O protestantismo contribuiu, com o seu culto da sinceridade, com a marginalização dos gestos, dos lugares, das liturgias que levam as pessoas a estar em comunhão juntas e a se elevar acima do seu interesse imediato. Portanto, estou preocupado hoje com o esfacelamento dos Estados-nação na Europa que, longes de desembocar em um reino harmonioso e juridicamente controlado de fraternidade internacional, caem em um comunitarismo cada vez mais exasperado. Neste momento, eu acredito que o religioso tem um papel a desempenhar. Não nos esqueçamos da dupla etimologia da palavra religião: religare, aquilo que une, ou religere, aquilo que recolhe. Qualquer que seja a religião que se escolha, a sua função é sempre de reunir, porque cada um sabe que há um momento em que o "tout à l'ego" se dirige contra si mesmo e se torna perigoso para todos.
No tempo da globalização e das uniões supranacionais, o senhor defende uma ideia de fronteira contracorrente: o que o senhor vê de positivo nas fronteiras?
A priori, a fronteira é o que é antipático, é o que resiste... Mas é algo ambíguo. Constatei que há cada vez mais fronteiras, enquanto falamos cada vez menos delas. Vinte e seis mil quilômetros de fronteiras foram criadas dos anos 1980 em diante e há outros 23 mil em construção. É verdade que, como os impérios eclodiram, há cada vez mais Estados territoriais e, portanto, sempre mais fronteiras. Mas que sentido dar a essa multiplicação de fronteiras políticas, territoriais, no tempo da globalização técnico-econômica?
Segundo ponto, diz-se: a fronteira é a guerra, é o fronte. De acordo, mas a fronteira também é a paz, isto é, o reconhecimento do outro. Descobri no Oriente Médio, onde eu fui um pouco a vagar: onde não há fronteiras, há muros. A fronteira é a vacina contra o muro, porque a fronteira é o reconhecimento do outro, isto é, a legitimidade de que haja um outro e que você não está em sua casa em todos os lugares.
Finalmente, a fronteira protege o fraco. Tome o direito de asilo: se não houver mais fronteiras, o que se faz dele? Uma fatwa poderia ser exequível em todos os lugares. Em outras palavras, a fronteira também é uma hospitalidade. O forte não gosta das fronteiras. O forte gostaria de poder ir a todos os lugares, mas na realidade o que ele tem? Um território em que ele entra na toca. É a sua casa e é preciso admitir que os outros também têm direito a uma casa própria. Portanto, para mim, a fronteira é uma cortesia, um sinal de civilização.

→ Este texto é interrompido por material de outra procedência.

Issue #592, opened 2018-10-24
Dockerfile should go in same folder as project


StephenWeatherford:

PrashanthCorp:
I might not be understanding this correctly. 
Do you have more info of cases when it does not place the dockerfile in the workspace folder?

StephenWeatherford:
If you have multiple projects in the workspace, Dockerfiles should go in same folder as the project file.

bwateratmsft:
I'm marking this one for milestone 0.10.0 since it may be essentially necessary for compose to work.

dbreshears:
.Net Core is fixed in 0.10.0.  Separate item will be created for Node.js in 0.11.0

PR #1502, opened 2019-12-19
Scaffold Dockerfile next to project file for .NET

philliphoff:
Updated Docker scaffolding to generate the `Dockerfile` next to the project file in the case of .NET applications (rather than the current workspace root folder).  The `.dockerignore` file continues to be generated at the root.  This brings scaffolding more in line with Visual Studio, as well as helps when scaffolding multiple services within a mono-repo.

The existing scaffolding (i.e. "configuring") logic, while pluggable to accommodate multiple stacks, was not very flexible on generating differing sets of Docker-related files (essentially limited to just `.dockerignore`, `Dockerfile`, and the Docker Compose files) nor was it flexible at all in where those files should be generated.  Therefore, a new `Scaffolder` type was added, where scaffolders (e.g. for each stack) are registered with `registerScaffolder()`, and then invoked on command via `scaffold()`.  The .NET "configure-er" was refactored to use this new mechanism directly, while an adaptor was created for the other stack "configure-ers".

`Scaffolder` implementors are invoked by `scaffold()` and passed context (e.g. the root folder), and expected to simply return a collection of `ScaffoldFile`s, each having a filename (relative to the root), its contents, and whether the file should be opened after scaffolding.  This enables a scaffolder to both generate arbitrary sets of files, as well as have them generated at arbitrary locations.  `scaffold()` then manages actually writing the file contents (and prompting for overrides).

> Note: once this PR is committed, a follow-on PR will refactor the Node.js scaffolder to ensure it generates its files at the same level as the `package.json`.

Related to #592.


src/configureWorkspace/scaffolding.ts
```diff
@@ -0,0 +1,144 @@
...
+
+export interface ScaffolderContext extends ScaffoldContext {
+    captureStep<TReturn, TPrompt extends (...args: []) => Promise<TReturn>>(step: ConfigureTelemetryCancelStep, prompt: TPrompt): TPrompt;
+    folder: vscode.WorkspaceFolder;
+    initializeForDebugging: boolean;
+    platform: Platform;
+    promptForOS(): Promise<PlatformOS>;
+    promptForPorts(defaultPorts?: number[]): Promise<number[]>;
+    rootFolder: string;
+}
```
karolz-ms: @philliphoff for my education, can you explain what is the intention of defining `ScaffolderContext` interface that extends `ScaffoldContext`, but most of the members of the new interface seem to re-use the names of the parent interface members, just making them non-optional? Should I think about this as "the new interface members override the old interface members"?

Except down below (starting at line 118) you are calling the scaffolder by constructing an object that seems to de-structure the context object (of type `ScaffoldContext`), then adds a bunch of properties, some named, and some just by position?? How can you be sure that the data you are passing is going to end up populating the right properties of the resulting `ScaffolderContext` object?

It has been a while since I was looking at TS code that uses advanced typing mechanisms and it is quite confusing to me

src/configureWorkspace/configureDotNetCore.ts
```diff
@@ -267,20 +257,101 @@ function genDockerFile(serviceNameAndRelativePath: string, platform: Platform, o
...
+    telemetryProperties.packageFileSubfolderDepth = getSubfolderDepth(context.rootFolder, rootRelativeProjectFileName);
+
+    const projectFilePath = path.posix.join(context.rootFolder, rootRelativeProjectFileName);
+    const workspaceRelativeProjectFileName = path.posix.relative(context.folder.uri.fsPath, projectFilePath);
+
+    let serviceNameAndPathRelative = rootRelativeProjectFileName.slice(0, -(path.extname(rootRelativeProjectFileName).length));
+    const projFileContents = (await fse.readFile(path.join(context.rootFolder, rootRelativeProjectFileName))).toString();
+
+    // Extract TargetFramework for version
+    const [version] = extractRegExGroups(projFileContents, /<TargetFramework>(.+)<\/TargetFramework/, ['']);
```
karolz-ms: What if the project is using `TargetFrameworks` property (multiple frameworks)?

src/configureWorkspace/configureDotNetCore.ts
```diff
@@ -267,20 +257,101 @@ function genDockerFile(serviceNameAndRelativePath: string, platform: Platform, o
...
+
+    if (context.outputFolder) {
+        // We need paths in the Dockerfile to be relative to the output folder, not the root
+        serviceNameAndPathRelative = path.relative(context.outputFolder, path.join(context.rootFolder, serviceNameAndPathRelative));
+    }
+
+    serviceNameAndPathRelative = serviceNameAndPathRelative.replace(/\\/g, '/');
```
karolz-ms: Why is this necessary? Can you add a comment?

karolz-ms: Is there a standard library API that could be used for this?

src/configureWorkspace/scaffolding.ts
philliphoff: `scaffold()` can be invoked either via a user-executed command or programmatically (e.g. by the IoT extension).  In the latter case, in particular, we want to be lenient in what's specified, filling in defaults where it makes sense.  Hence, the `ScaffoldContext` input to `scaffold()` makes most properties optional.  However, we want the individual scaffolders (e.g. for .NET, Node.js, etc.) to be able to depend on *some* but not *every* one of those values being specified (or, rather, we don't want each scaffolder to have its own custom logic for determining the defaults).  So `ScaffolderContext` inherits from `ScaffoldContext`, to pass along the optional properties, but then "overrides" those that will have been provided common defaults.  (In C#, you do something equivalent by using the `new` keyword in the interface/class.)

In line 118, we construct a new `ScaffolderContext` by copying all properties of the existing `ScaffoldContext` (`...context,`), setting some of the properties that only exist on `ScaffolderContext` (e.g. `promptForOS`), and then overrides the properties optional in `ScaffoldContext` but no longer optional in `ScaffolderContext`.  Note that the copy/override is done by property name and never by position, apart from copying/overriding occurring in left-to-right order.  Also note that we create a new context rather than update the original `ScaffoldContext` context in the interests of not modifying an object we don't own, and we copy values from the original `ScaffoldContext` context to the new object in the interests of passing along properties to the individual scaffolder that we may not explicitly know about (e.g. an additional property to configure the Node.js scaffolder), but that a caller may know about.

src/configureWorkspace/configureDotNetCore.ts
philliphoff: That's a good point; we simply don't support that yet.  It should be something we can do, but it's worthy of its own issue and PR.  I've added #1532 to track that.

src/configureWorkspace/configureDotNetCore.ts
philliphoff: It's to ensure that the path (which may come from a Windows filesystem) uses POSIX separators in the resulting Dockerfile (which most likely targets Linux but, even if Windows, will still be valid).  You'd think that `path.posix.normalize()` would do that but, sadly, it doesn't convert Windows separators to POSIX separators.  I've added a comment.

src/configureWorkspace/scaffolding.ts
karolz-ms: Thanks Phil, this makes much more sense now.

Perhaps it is worth considering adding a comment that describes the intention between `ScaffoldContext` and `ScaffolderContex` (what you said above).

The last missing piece for me is the fact that, in Typescript object literals, `prop` is a shorthand for `prop: prop`, see https://github.com/Microsoft/TypeScript/blob/master/doc/spec.md#4.5

philliphoff: Added some more comments.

Como a "fraternidade" pode ser um fermento de paz?
A fraternidade não é a fratria, não é o vínculo de sangue. É o vínculo do sentido. Se lermos a Bíblia, observamos que a fratria sempre termina muito mal: Caim e Abel, Jacó e Esaú, José e seus irmãos. A fraternidade consiste em fazer uma família com aqueles que não são da sua própria família. É fazer um "nós" não genérico, mas simbólico, não fundado na herança, mas na vontade. O imenso mérito que eu reconheço ao cristianismo é o de ter permitido a ruptura com o "nós" étnico, do clã ou familiar, para instaurar o "nós" de São Paulo, um "nós em Cristo", no seguimento a Cristo, e dos famosos "família, te odeio" da sua pregação! É uma ruptura de civilização capital da qual é preciso ver o lado um pouco subversivo. É a passagem da lei da natureza para a lei da graça. Ela consiste em sair daquele "nós" hereditário para encontrar uma comunidade voluntária.